Today’s my birthday. For me, it’s usually a time of feeling a special, magical excitement. All through the years of my life, I have been surrounded by many people who have loved me and loved celebrating the day with me. So many birthdays have come with multiple parties, multiple cakes, a variety of presents, a day of phone calls from those dear to me, and a slew of birthday cards to greet me when I went to the mailbox.
But this one feels different. I can’t really describe it, but it just feels… blah. No magic. No excitement.
Maybe it’s just due to the fact that I’m turning 42. Nothing real special about 42. Maybe it’s because it’s on a Wednesday. The lackluster, middle-of-the-week day. Maybe it’s due to the pandemic and not getting to make plans to go out for a juicy steak dinner. Could be any of those or some combination of them.
However, I think the root cause for my apathy is my separation from my mother. You see, growing up adopted, I was always separated from her. The only birthday we ever spent together was my birth day. But every birthday as long as I can remember, I was always thinking about her. Mixed with all of the excitement was also a longing to know her and celebrate with her. I wondered if she ever thought about me and if she did – of any day through the whole year – certainly my birthday had to be the day. Feeling that she was thinking of me brought me both comfort and pain simultaneously.

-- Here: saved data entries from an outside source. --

PR #129, opened 2017-12-04
Fixes #20156 - EPEL repo check

upadhyeammit:
This adds check for EPEL repository, if repository is enabled then check fails.

### DIFF
--- a/definitions/checks/check_epel_repository.rb
+++ b/definitions/checks/check_epel_repository.rb
@@ -1,0 +1,21 @@
+class Checks::CheckEpelRepository < ForemanMaintain::Check
+  metadata do
+    label :check_epel_repository
+    description 'Check if EPEL repository enabled on system'
+    tags :pre_upgrade
+    confine do
+      feature(:downstream)
+    end
+  end
+
+  def run
+    with_spinner('Checking for presence of EPEL repository') do
+      assert(!epel_enabled?, 'System is subscribed to EPEL repository')
+    end
+  end
+
+  def epel_enabled?
+    system_repos = execute("yum repolist enabled -d 6 -e 0| grep -E 'Repo-baseurl|Repo-id'")
+    system_repos.to_s.match(/\bepel\b/i)
+  end
+end


definitions/checks/check_epel_repository.rb
```diff
@@ -0,0 +1,17 @@
+class Checks::CheckRepositories < ForemanMaintain::Check
```
swapab: The class name should be same as file name.
`Checks::CheckEpelRepository`

definitions/checks/check_epel_repository.rb
```diff
@@ -0,0 +1,17 @@
...
+  metadata do
+    label :check_epel_repository
+    description 'Check if EPEL repoistory enabled on system'
+    tags :default
+  end
+  def run
```
swapab: Add new line here.

definitions/checks/check_epel_repository.rb
```diff
@@ -0,0 +1,17 @@
...
+    epel_enabled?
+  end
+
+  def epel_enabled?
+    system_repos = execute("yum repolist enabled -d 6 -e 0| grep -E 'Repo-baseurl|Repo-id'")
+    if system_repos.is_a?(String) && system_repos.include?('epel')
```
swapab: This can be concisely written as `if system_repos.to_s.include?('epel')`

upadhyeammit:
@swapab done all changes as suggested, request to check. Thank You!

definitions/checks/check_epel_repository.rb
```diff
@@ -0,0 +1,18 @@
+class Checks::CheckEpelRepository < ForemanMaintain::Check
+  metadata do
+    label :check_epel_repository
+    description 'Check if EPEL repoistory enabled on system'
+    tags :default
```
iNecas: I think this should be limited to `:pre_upgrade` tag

iNecas: Also, there should be limited to downstream only deployments

```ruby
confine do
  feature(:downstream)
end
```

definitions/checks/check_epel_repository.rb
```diff
@@ -0,0 +1,18 @@
...
+  end
+
+  def run
+    epel_enabled?
```
iNecas: Nitpick: I would expect the `epel_enabled?` only to return `true`/`false`, and raising the exception based on the result here.

upadhyeammit:
@iNecas changes done as you have mentioned. Thank You!

definitions/checks/check_epel_repository.rb
```diff
@@ -0,0 +1,19 @@
...
+    end
+  end
+
+  def run
+    assert(!epel_enabled?, 'System is subsribed to EPEL repository')
+  end
+
+  def epel_enabled?
+    system_repos = execute("yum repolist enabled -d 6 -e 0| grep -E 'Repo-baseurl|Repo-id'")
+    return true if system_repos.to_s.include?('epel')
```
kgaikwad: @upadhyeammit ,
No need to return `true` explicitly. 
As `include?` method returns a `boolean` value, please mention only `system_repos.to_s.include?('epel')`.

upadhyeammit: @kgaikwad changes done as requested. Thank You!

definitions/checks/check_epel_repository.rb
```diff
@@ -0,0 +1,19 @@
...
+    label :check_epel_repository
+    description 'Check if EPEL repoistory enabled on system'
+    tags :pre_upgrade
+    confine do
+      feature(:downstream)
+    end
+  end
+
+  def run
+    assert(!epel_enabled?, 'System is subsribed to EPEL repository')
```
iNecas: Since the `yum repolist` can take a bit of time, especially when registered with subscription manager, I would recommend using spinner while waiting:

```ruby
with_spinner("Checking for presence of EPEL repository") do
  assert(!epel_enabled?, 'System is subsribed to EPEL repository')
end
```

definitions/checks/check_epel_repository.rb
```diff
@@ -0,0 +1,19 @@
...
+  end
+
+  def epel_enabled?
+    system_repos = execute("yum repolist enabled -d 6 -e 0| grep -E 'Repo-baseurl|Repo-id'")
+    system_repos.to_s.include?('epel')
```
iNecas: I think better would be matching on whole words (to avoid false positives, that would have epel as a subname, not that it would be very likely) + case insensitive, just in case:

```ruby
system_repos.to_s.match(/\bepel\b/i)
```

upadhyeammit:
@iNecas added spinner and modified to use match method.
Thank You!

swapab:
@upadhyeammit Can you please rebase with the latest master? This should fix Travis build.

definitions/checks/check_epel_repository.rb
```diff
@@ -0,0 +1,21 @@
+class Checks::CheckEpelRepository < ForemanMaintain::Check
+  metadata do
+    label :check_epel_repository
+    description 'Check if EPEL repoistory enabled on system'
```
ntkathole: Typo `repoistory`

definitions/checks/check_epel_repository.rb
```diff
@@ -0,0 +1,21 @@
...
+    tags :pre_upgrade
+    confine do
+      feature(:downstream)
+    end
+  end
+
+  def run
+    with_spinner('Checking for presence of EPEL repository') do
+      assert(!epel_enabled?, 'System is subsribed to EPEL repository')
```
ntkathole: Typo `subsribed`

ntkathole:
Looks good! 
```
Check if EPEL repository enabled on system:
| Checking for presence of EPEL repository                            [OK]
```
if EPEL repos enabled

```
Check if EPEL repository enabled on system:
/ Checking for presence of EPEL repository                            [FAIL]
System is subscribed to EPEL repository

```

kgaikwad:
@iNecas, can we merge this PR?

iNecas:
Thanks @upadhyeammit, @kgaikwad and @ntkathole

When we reunited over a decade ago, i was so happy to learn that she in fact was always thinking of me on my birthday. But again, simultaneously sad because I empathized with the pain she felt that day as well since we couldn’t be together. I looked forward to the day we would get to celebrate together. Not just my birthday, but hers, too! Our birthdays are a mere 5 days apart. That day would never come though.
Recent times have brought strain in my relationship with my mother. My trauma, her trauma, and a host of other variables have made it difficult and ultimately destructive. The wounds have created a divide too wide to bridge without substantial amounts of acknowledgement and healing that seem elusive at the moment.
So this is the first birthday without her. Is she thinking about me? Maybe. Am I thinking about her? Obviously. But my fairytale thoughts of her have been replaced with reality. Instead of the excitement and anticipation of one day celebrating together, I have resigned myself to the certainty that my birthday will forevermore be motherless.